The 660MW plant is already in the testing phase and was connected to the grid in the last quarter.

As per the management, all issues including NTDC and transmission line have been resolved. This will aid profitability significantly. Since the delay was due to impediments in getting the grid connection, the company hence does not foresee any penalty for it.

To recall, the company had disclosed its financial performance for the half-year ended on December 31, 2021, as per which the company posted net profits of Rs17.15 billion, almost 38% YoY higher than the profits of Rs12.44bn secured in 1HFY22. This increase in profitability was attributed to the growth in the top line led by a hike in retention prices in the North and South and government incentives for the construction sector which created buoyant cement demand.

The management anticipates a general slowdown in cement sales due to higher cement prices, rise in other construction materials, and general economic slowdown that may affect gross margins of core business cement in 2HFY22, according to key takeaways covered by Topline Securities.

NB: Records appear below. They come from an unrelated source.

PR #336, opened 2017-08-01
Add command to list Docker images used by processes

abukosek:
The `list_docker_images` management command prepares a list of Docker images used by processes (in YAML format, suitable for use in Ansible).

### DIFF
--- a/resolwe/flow/management/commands/list_docker_images.py
+++ b/resolwe/flow/management/commands/list_docker_images.py
@@ -1,0 +1,64 @@
+""".. Ignore pydocstyle D400.
+
+==================
+List Docker images
+==================
+
+"""
+
+import functools
+import operator
+
+import yaml
+
+from django.conf import settings
+from django.core.management.base import BaseCommand, CommandError
+
+from resolwe.flow.models import Process
+
+
+class Command(BaseCommand):
+    """List Docker images used by processes."""
+
+    help = "List Docker images used by processes in either plain text or YAML (for Ansible)"
+
+    def add_arguments(self, parser):
+        """Add an argument to specify output format."""
+        parser.add_argument('--format', dest='format', default='plain',
+                            help="Set output format ('plain' [default] or 'yaml')")
+
+    def handle(self, *args, **options):
+        """Handle command list_docker_images."""
+        # Check that the specified output format is valid
+        if options['format'] != 'plain' and options['format'] != 'yaml':
+            raise CommandError("Unknown output format: %s" % options['format'])
+
+        # Gather a list of all custom Docker requirements the processes are using
+        all_docker_requirements = [
+            p.requirements['executor']['docker']
+            for p in Process.objects.filter(requirements__icontains='docker')
+        ]
+
+        # Filter the list to include only unique images (also, the 'images' field is optional)
+        unique_docker_images = set(i['image'] for i in all_docker_requirements if 'image' in i)
+
+        # Add the default image if it exists
+        if 'CONTAINER_IMAGE' in settings.FLOW_EXECUTOR:
+            # This Docker image is used if a process doesn't specify its own
+            default_docker_image = settings.FLOW_EXECUTOR['CONTAINER_IMAGE']
+
+            unique_docker_images.add(default_docker_image)
+
+        # Convert the set of unique Docker images into a list of dicts
+        imgs = [
+            dict(name=s[0], tag=s[1] if len(s) == 2 else 'latest')
+            for s in (img.split(':') for img in unique_docker_images)
+        ]
+
+        # Output list in specified format
+        if options['format'] == 'yaml':
+            out = yaml.safe_dump(imgs, default_flow_style=True, default_style="'")
+        else:
+            out = functools.reduce(operator.add, ('{name}:{tag}\n'.format(**i) for i in imgs), '')
+
+        self.stdout.write(out, ending='')
--- a/resolwe/flow/tests/test_commands.py
+++ b/resolwe/flow/tests/test_commands.py
@@ -3,7 +3,10 @@ from __future__ import absolute_import, division, print_function, unicode_litera
 
 import os
 
+import yaml
+
 from django.core.management import call_command
+from django.core.management.base import CommandError
 from django.test import TestCase as DjangoTestCase
 from django.utils.six import StringIO
 
@@ -11,7 +14,7 @@ from guardian.models import UserObjectPermission
 from guardian.shortcuts import assign_perm, get_perms
 
 from resolwe.flow.models import Process
-from resolwe.test import TestCase
+from resolwe.test import ProcessTestCase, TestCase
 
 PROCESSES_DIR = os.path.join(os.path.dirname(__file__), 'processes')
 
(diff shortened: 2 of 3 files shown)


resolwe/flow/management/commands/list_docker_images.py
```diff
@@ -0,0 +1,34 @@
+from django.core.management.base import BaseCommand, CommandError
+from django.conf import settings
+from resolwe.flow.models import Process
+
+
+class Command(BaseCommand):
+	help = "List Docker images used by processes in a format suitable for use in Ansible"
```
kostko: Indentaion seems wrong ;-)

resolwe/flow/management/commands/list_docker_images.py
```diff
@@ -0,0 +1,34 @@
...
+		for i in unique_docker_images:
+			# Split Docker image specifier into image name and tag
+			s = i.split(':')
+			img = s[0]
+			tag = s[1] if len(s) == 2 else 'latest'
+
+			if out:
+				out += ', '
+
+			out += "{ 'name': '" + img + "', 'tag': '" + tag + "' }"
```
kostko: I would add an argument to select the output format (`--format`), with default to `plain` (output image names with tag, one per line) and `yaml`.

kostko:
Also add tests for the management command.

resolwe/flow/management/commands/list_docker_images.py
abukosek: Oops, fixed :D

resolwe/flow/management/commands/list_docker_images.py
abukosek: Added!

resolwe/flow/management/commands/list_docker_images.py
```diff
@@ -0,0 +1,64 @@
...
+        if options['format'] != 'plain' and options['format'] != 'yaml':
+            raise CommandError("Unknown output format: %s" % options['format'])
+
+        # This Docker image is used if a process doesn't specify its own
+        default_docker_image = settings.FLOW_EXECUTOR['CONTAINER_IMAGE']
+
+        # Gather a list of all custom Docker images the processes are using
+        unique_docker_images = set(
+            p.requirements['executor']['docker']['image']
+            for p in Process.objects.filter(requirements__icontains='docker'))
```
dblenkus: Move closing parenthesis to a new line.

resolwe/flow/management/commands/list_docker_images.py
```diff
@@ -0,0 +1,64 @@
...
+
+        unique_docker_images.add(default_docker_image)
+
+        # Figure out whether we should output in YAML
+        want_yaml = options['format'] == 'yaml'
+
+        # Assemble a list of Docker images
+        out = ''
+
+        for i in unique_docker_images:
```
dblenkus: Use [PyYAML](http://pyyaml.org/wiki/PyYAMLDocumentation) instead of manually generating yaml.

mstajdohar:
Merge commits as they all the same feature. Add a note to change log. Do not forget about tests.

resolwe/flow/tests/test_commands.py
```diff
@@ -88,3 +91,53 @@ def test_process_register_no_admin(self):
         err = StringIO()
         self.assertRaises(SystemExit, call_command, 'register', path=[PROCESSES_DIR], stderr=err)
         self.assertEqual('Admin does not exist: create a superuser\n', err.getvalue())
+
+
+class ListDockerImagesTest(ProcessTestCase):
```
kostko: Why does this require `ProcessTestCase`? The above test cases only call `register` via `call_command`, I think this should be enough here as well?

The process test case is usually used for test cases where processes need to be executed, but here I think it should be enough for them to just be registered.

abukosek: Domen told me to use `_register_schemas` instead of calling the `register` command, since it's faster.

kostko: Should we then also update all of the above tests (in a separate commit) in order to have this unified?

dblenkus: No, above tests are testing `register` function, so it has to be used. 

But in general reading and parsing yaml files is very slow (especially if you do it in each test), so `_register_schemas` only do it once and then use cached results for the rest of the test case.

kostko: Ok, sounds good.

kostko:
Will we have a separate `pull_docker_images` or can we have `docker_images` with a `--pull` argument? Because the image discovery logic will be duplicated otherwise (we could also solve this with a common utility function or inheritance).

resolwe/flow/management/commands/list_docker_images.py
```diff
@@ -0,0 +1,61 @@
...
+        imgs = [
+            dict(name=s[0], tag=s[1] if len(s) == 2 else 'latest')
+            for s in (img.split(':') for img in unique_docker_images)
+        ]
+
+        # Output list in specified format
+        if options['format'] == 'yaml':
+            out = yaml.safe_dump(imgs, default_flow_style=True, default_style="'")
+        else:
+            out = functools.reduce(operator.add, (i['name'] + ':' + i['tag'] + '\n' for i in imgs), '')
```
dblenkus: Change `i['name'] + ':' + i['tag'] + '\n'` to `'{name}:{tag}\n'.format(i)`

dblenkus:
@kostko for now the idea is to generate the list of images and them pull them separately in the deployment process (i.e. with Ansible). But I like your idea of built-in pull command, so this can be the next step.

resolwe/flow/management/commands/list_docker_images.py
```diff
@@ -0,0 +1,61 @@
...
+
+    def handle(self, *args, **options):
+        """Handle command list_docker_images."""
+        # Check that the specified output format is valid
+        if options['format'] != 'plain' and options['format'] != 'yaml':
+            raise CommandError("Unknown output format: %s" % options['format'])
+
+        # Gather a list of all custom Docker images the processes are using
+        unique_docker_images = set(
+            p.requirements['executor']['docker']['image']
```
dblenkus: `image` is not the required field in `docker` dict, so this has to be checked separately.

abukosek:
Nits addressed, ready for re-review :)

I also like the idea of a pull command, but that is out of scope for this PR -- it should be implemented in a separate PR once this one is merged into master.

resolwe/flow/management/commands/list_docker_images.py
```diff
@@ -0,0 +1,64 @@
...
+                            help="Set output format ('plain' [default] or 'yaml')")
+
+    def handle(self, *args, **options):
+        """Handle command list_docker_images."""
+        # Check that the specified output format is valid
+        if options['format'] != 'plain' and options['format'] != 'yaml':
+            raise CommandError("Unknown output format: %s" % options['format'])
+
+        # Gather a list of all custom Docker images the processes are using
+        all_docker_images = [
```
dblenkus: Rename this to `all_docker_requirements`.

abukosek: Done :)

mstajdohar:
Rebase to master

However, to offset this impact LUCK’s north plant is running 10-12% on Afghanistan imported coal, which is relatively cheaper than South African imported coal.

On Lucky Motor Corporation, the management guided that the issue of semi-conductor chips has improved. However, a recent increase in FED and sales tax in the mini-budget have elevated car prices. This, coupled with the increase in interest rates, pose a threat to demand going forward. But the management believes that Kia models and the recent inclusion of Peugeot are likely to keep the gross margins of LMCL around healthy levels in 2HFY22, said Rahul Hans of Intermarket securities.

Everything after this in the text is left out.